(MATERIAL SUPPLIED)
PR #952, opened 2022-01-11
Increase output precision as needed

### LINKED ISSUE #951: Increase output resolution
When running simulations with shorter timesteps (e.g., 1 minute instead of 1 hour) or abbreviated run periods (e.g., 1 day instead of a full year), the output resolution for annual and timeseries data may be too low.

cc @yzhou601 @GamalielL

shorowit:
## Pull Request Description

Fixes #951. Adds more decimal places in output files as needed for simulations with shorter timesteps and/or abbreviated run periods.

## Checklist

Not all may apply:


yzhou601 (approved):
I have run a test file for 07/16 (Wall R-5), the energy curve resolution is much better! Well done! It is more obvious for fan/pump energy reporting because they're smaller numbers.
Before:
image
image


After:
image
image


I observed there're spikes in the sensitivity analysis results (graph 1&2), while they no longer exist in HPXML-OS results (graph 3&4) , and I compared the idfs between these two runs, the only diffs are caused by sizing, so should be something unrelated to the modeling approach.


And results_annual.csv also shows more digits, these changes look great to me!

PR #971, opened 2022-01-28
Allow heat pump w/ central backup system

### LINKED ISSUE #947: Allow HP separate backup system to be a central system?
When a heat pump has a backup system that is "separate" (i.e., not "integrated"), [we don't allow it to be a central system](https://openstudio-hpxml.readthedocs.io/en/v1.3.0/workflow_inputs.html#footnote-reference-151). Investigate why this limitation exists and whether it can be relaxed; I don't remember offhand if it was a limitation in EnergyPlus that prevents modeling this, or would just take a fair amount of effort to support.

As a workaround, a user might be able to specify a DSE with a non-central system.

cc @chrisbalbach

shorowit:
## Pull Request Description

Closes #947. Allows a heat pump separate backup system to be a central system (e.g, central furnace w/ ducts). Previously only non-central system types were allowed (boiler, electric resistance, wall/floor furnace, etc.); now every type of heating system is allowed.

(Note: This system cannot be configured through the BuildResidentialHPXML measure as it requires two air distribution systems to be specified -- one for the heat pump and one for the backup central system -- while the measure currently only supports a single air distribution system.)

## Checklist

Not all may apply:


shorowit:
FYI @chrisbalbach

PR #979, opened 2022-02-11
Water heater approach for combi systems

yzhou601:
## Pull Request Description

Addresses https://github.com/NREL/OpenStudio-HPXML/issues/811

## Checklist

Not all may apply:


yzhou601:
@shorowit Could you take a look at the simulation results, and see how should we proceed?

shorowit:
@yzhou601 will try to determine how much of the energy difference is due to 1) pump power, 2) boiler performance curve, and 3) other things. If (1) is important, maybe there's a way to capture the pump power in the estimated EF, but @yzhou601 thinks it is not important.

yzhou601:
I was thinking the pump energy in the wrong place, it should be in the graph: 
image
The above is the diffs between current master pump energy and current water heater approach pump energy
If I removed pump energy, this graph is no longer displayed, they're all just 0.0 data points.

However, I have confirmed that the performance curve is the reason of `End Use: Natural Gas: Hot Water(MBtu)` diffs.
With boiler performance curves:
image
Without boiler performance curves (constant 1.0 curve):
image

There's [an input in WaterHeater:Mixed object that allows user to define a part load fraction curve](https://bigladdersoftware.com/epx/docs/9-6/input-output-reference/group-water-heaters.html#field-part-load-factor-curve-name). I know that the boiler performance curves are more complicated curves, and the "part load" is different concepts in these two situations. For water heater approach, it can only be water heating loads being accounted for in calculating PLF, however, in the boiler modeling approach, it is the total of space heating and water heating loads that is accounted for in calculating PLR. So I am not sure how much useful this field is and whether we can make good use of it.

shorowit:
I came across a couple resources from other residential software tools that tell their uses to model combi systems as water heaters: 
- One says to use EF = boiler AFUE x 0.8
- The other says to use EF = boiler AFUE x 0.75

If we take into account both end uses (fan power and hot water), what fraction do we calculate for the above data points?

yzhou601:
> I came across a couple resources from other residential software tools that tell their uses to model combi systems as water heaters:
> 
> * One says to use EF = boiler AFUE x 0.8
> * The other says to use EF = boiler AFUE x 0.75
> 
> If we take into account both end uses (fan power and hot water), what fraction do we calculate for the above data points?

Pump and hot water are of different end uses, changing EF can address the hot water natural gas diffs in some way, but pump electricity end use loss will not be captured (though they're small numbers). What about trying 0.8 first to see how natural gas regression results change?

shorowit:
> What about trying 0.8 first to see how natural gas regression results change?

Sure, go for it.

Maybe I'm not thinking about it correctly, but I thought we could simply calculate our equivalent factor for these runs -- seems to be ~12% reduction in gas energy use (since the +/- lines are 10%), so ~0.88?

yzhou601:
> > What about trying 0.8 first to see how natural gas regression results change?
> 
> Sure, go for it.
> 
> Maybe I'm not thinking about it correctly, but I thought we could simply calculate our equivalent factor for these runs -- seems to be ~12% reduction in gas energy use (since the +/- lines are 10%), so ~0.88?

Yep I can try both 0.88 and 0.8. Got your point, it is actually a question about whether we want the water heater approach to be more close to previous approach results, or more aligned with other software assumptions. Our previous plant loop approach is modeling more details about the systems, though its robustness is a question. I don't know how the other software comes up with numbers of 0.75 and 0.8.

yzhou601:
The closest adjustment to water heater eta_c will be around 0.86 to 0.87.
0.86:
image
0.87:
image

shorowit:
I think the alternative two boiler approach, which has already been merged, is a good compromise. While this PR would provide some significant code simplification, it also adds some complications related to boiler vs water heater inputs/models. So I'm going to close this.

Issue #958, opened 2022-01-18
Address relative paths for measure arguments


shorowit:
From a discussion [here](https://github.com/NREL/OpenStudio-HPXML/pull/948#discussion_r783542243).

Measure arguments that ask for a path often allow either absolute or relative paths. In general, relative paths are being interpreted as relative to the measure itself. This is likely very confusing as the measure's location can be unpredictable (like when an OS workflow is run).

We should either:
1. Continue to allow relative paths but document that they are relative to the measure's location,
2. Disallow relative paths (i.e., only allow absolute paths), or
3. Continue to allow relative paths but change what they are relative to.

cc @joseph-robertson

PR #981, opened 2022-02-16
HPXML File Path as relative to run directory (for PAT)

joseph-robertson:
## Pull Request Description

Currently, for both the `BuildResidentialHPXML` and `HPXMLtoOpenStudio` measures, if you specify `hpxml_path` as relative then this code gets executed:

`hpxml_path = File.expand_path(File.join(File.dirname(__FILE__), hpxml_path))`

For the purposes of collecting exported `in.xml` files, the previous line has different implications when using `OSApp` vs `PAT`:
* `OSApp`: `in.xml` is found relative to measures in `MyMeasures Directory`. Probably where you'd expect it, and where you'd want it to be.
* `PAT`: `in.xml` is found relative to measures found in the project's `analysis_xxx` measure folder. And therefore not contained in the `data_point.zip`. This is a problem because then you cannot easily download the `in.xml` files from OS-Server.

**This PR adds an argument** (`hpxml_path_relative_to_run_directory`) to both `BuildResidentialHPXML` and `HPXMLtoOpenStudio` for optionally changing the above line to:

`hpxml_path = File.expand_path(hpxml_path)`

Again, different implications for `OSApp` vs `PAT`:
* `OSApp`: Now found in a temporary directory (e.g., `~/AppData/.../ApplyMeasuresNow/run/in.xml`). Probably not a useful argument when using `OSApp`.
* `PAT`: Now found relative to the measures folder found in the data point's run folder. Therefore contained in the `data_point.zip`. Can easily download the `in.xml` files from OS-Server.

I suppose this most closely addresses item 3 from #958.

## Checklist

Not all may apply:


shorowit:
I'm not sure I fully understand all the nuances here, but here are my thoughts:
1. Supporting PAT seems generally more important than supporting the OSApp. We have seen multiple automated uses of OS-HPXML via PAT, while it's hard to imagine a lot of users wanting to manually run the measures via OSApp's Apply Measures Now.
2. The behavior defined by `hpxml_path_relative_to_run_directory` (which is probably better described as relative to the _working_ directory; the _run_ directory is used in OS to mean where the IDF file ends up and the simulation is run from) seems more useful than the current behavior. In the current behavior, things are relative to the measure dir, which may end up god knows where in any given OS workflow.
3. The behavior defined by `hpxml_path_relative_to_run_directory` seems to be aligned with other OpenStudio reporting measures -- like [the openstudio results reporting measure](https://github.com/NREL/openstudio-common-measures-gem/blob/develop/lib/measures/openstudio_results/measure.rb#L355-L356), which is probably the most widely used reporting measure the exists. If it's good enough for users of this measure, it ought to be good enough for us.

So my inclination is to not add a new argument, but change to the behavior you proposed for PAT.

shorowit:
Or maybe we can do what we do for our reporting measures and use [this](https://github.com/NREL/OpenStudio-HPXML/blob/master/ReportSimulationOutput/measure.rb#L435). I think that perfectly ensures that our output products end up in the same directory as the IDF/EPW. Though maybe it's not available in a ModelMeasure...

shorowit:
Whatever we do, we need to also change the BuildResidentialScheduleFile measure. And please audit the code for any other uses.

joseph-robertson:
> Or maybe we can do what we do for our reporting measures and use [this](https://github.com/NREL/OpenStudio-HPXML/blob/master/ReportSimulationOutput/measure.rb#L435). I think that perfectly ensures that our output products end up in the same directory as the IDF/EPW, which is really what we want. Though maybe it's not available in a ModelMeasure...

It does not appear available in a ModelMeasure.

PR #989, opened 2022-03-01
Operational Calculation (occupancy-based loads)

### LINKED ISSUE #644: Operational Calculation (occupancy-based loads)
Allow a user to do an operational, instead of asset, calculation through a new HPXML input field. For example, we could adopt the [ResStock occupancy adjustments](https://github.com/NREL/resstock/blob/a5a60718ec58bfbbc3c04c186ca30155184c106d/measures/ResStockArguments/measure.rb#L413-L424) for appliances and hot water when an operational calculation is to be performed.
(End MATERIAL SUPPLIED)
In the data above, which lines have "opened"? Report each of them.

> [COMPLETED EXERCISE]
PR #952, opened 2022-01-11
PR #971, opened 2022-01-28
PR #979, opened 2022-02-11
Issue #958, opened 2022-01-18
PR #981, opened 2022-02-16
PR #989, opened 2022-03-01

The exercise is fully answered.